# mysql startup error after update (SOLVED)

## JC99

Hi everyone,

I updated mysql today but received the following error when I tried to start it up...

 *Quote:*   

> homebox ~ # /etc/init.d/mysql start
> 
>  * Starting mysql ...
> 
> mkdir: cannot create directory '@GENTOO_PORTAGE_EPREFIX@/var/run/mysqld': No such file or directory
> ...

 

Does anyone know what's wrong or how to get it working again?
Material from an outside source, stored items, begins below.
PR #3444, opened 2022-06-29
Expand & fix exif-orientation test

lexaknyazev:
- The `imageOrientation` option is a string-based enum, not a boolean; it's now supported everywhere.
- Added tests for uploading `ImageBitmap` objects created from `Image` elements.

Passes in Firefox, various failures in WebKit and Chromium.


sdk/tests/conformance/textures/misc/exif-orientation.html
```diff
@@ -56,24 +56,9 @@
...
-        try {
-            bitmap = await createImageBitmap(blob, {imageOrientation: flipY});
-        } catch (e) {
-            output("  (createImageBitmap options not supported - skipping flipY=true case)");
-            return;
-        }
-    } else {
-        bitmap = await createImageBitmap(blob);
-    }
+    const bitmap = await createImageBitmap(source, {imageOrientation: flipY ? 'flipY' : 'none'});
```
kkinnunen-apple, line 61: you could also do
`flipY ? {imageOrientation: flipY } : undefined`

sdk/tests/conformance/textures/misc/exif-orientation.html
```diff
@@ -93,8 +78,14 @@
     let blob = await response.blob();
     output("----------------------------------------------------------------");
     output("Testing " + filename + " via ImageBitmap from Blob");
-    await testImageBitmapFromBlobWithFlipY(blob, true);
-    await testImageBitmapFromBlobWithFlipY(blob, false);
+    await testImageBitmapWithFlipY(blob, true);
```
kkinnunen-apple, line 81: in these you would do
await testImageBitmapWithFlipY(blob, undefined);
await testImageBitmapWithFlipY(blob, "flipY");
await testImageBitmapWithFlipY(blob, "none");

lexaknyazev: Done.

kenrussell (approved):
Apologies for the long delay approving this. I'd hoped to fix the underlying bug in Chromium before strengthening this test but that hasn't been possible.

PR #3446, opened 2022-06-30
Split shader-with-non-reserved-words test

greggman:
Apparently this test took > 4 minutes on Windows debug builds
as it created > 1600 shaders.

I was originally going to split it into HLSL, GLSL 4.20,
GLSL 4.20 future but the majorty of words are HLSL so that
didn't really help.

I opted to just keep the test mostly as is and just split it
by N parts.

See: https://crbug.com/1337430


kenrussell (approved):
Thanks @greggman for doing this. Looks good - I checked the slicing math in shader-with-non-reserved-words.js.

PR #168, opened 2023-01-19
Switching to pre-commit.ci

### LINKED ISSUE #166: Switch to pre-commit.ci
Currently there is a `pre-commit` GitHub Action in place which runs `pre-commit` against Pull Requests. However this sometimes fails if code hasn't been linted correctly locally first (see [example](https://github.com/claritychallenge/clarity/actions/runs/3911430678/jobs/6684813513)).

One way of getting around this is to use [pre-commit.ci](https://pre-commit.ci) which can be configured to commit and make the changes to the Pull Request directly (e.g. if `black` is applied to code).

This shortens the feedback loop and lessens the burden on contributors.

ns-rse:
Closes #166

Removing `.github/workflows/lint.yaml` and have configured [pre-commit.ci](https://pre-commit.ci) to run `pre-commit` against PRs instead.

This has a number of advantages...

* It is faster as it uses cached environments for the hooks that are to be run rather than installing the dependencies and downloading each hook each time `.github/workflows/lint.yaml` is run.
* Changes made to files by tools such as `black` and some of the `pre-commit` hooks such as `trailing-whitespace` are commited and pushed back to the PR without the CI simply failing as is currently the case. This can speed up the development process.
* `pre-commit.ci` will also periodically (currently `weekly`) update the `rev` version of the configured hooks.


ns-rse:
I think GitHub Actions may be confused by the removal of `.github/workflows/lint.yaml`.

If happy with this switch we can over-ride the requirement those tests to pass.

ns-rse:
For reference an example of where this would be beneficial because `pre-commit` failed and required minor changes is [this job](https://github.com/claritychallenge/clarity/actions/runs/3948963341/jobs/6759596990), where I [manually corrected the linting error](https://github.com/claritychallenge/clarity/pull/116/commits/96bc00bb8d921e09c6ff8a0cd7c815b002617c9f) (only to discover other issues with the [tests failing]() but that is a separate issue).

PR #172, opened 2023-01-30
PEP8 nomenclature for some HOA_tools_cec2.py; improving some tests

ns-rse:
Further work on PEP8 nomenclature, starting to address the `clarity/data/` modules.

* PEP8 nomenclature for some HOA_tools_cec2.py and improving some tests. Couldn't work out what some variables are though, happy to take feedback in this PR and update.
* Renaming a few variables and tidying up a bit in cec1.
* Docstrings in demo_data.py
* Also adding check_yaml to .pre-commit-config.yaml
* Docstrings and typing for scene_builder_cec2.py

### DIFF
--- a/clarity/data/HOA_tools_cec2.py
+++ b/clarity/data/HOA_tools_cec2.py
@@ -97,21 +97,21 @@ def compute_rotation_matrix(n: int, foa_rotmat: np.ndarray) -> np.ndarray:
 
 
 @njit
-def centred_element(r: np.ndarray, i: int, j: int):
+def centred_element(reference: np.ndarray, row: int, col: int):
     """Get value from centered element indexing.
 
     Args:
-        r (matrix): input matrix
-        i (int): row index
-        j (int): column index
+        reference (matrix): reference input matrix
+        row (int): row index
+        col (int): column index
 
     Returns:
         Any: matrix element
     """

ThanksLast edited by JC99 on Mon Jan 21, 2013 8:21 pm; edited 1 time in total

----------

## 666threesixes666

i suggest rolling back a version or two or going forward a version or two to get it up and running again quickly.

change your /etc/portage/package.accept_keyword

dev-db/mysql ~amd64

to move to latest...   in my case.... (as im amd64)

or to move back like 6 versions

=dev-db/mysql-5.5.19 ~amd64

you can use porthole to see versions of packages available...  (emerge porthole)

(moral of the story, write down the version you have that works before you move forward or backward so you can re-implement what was previously working)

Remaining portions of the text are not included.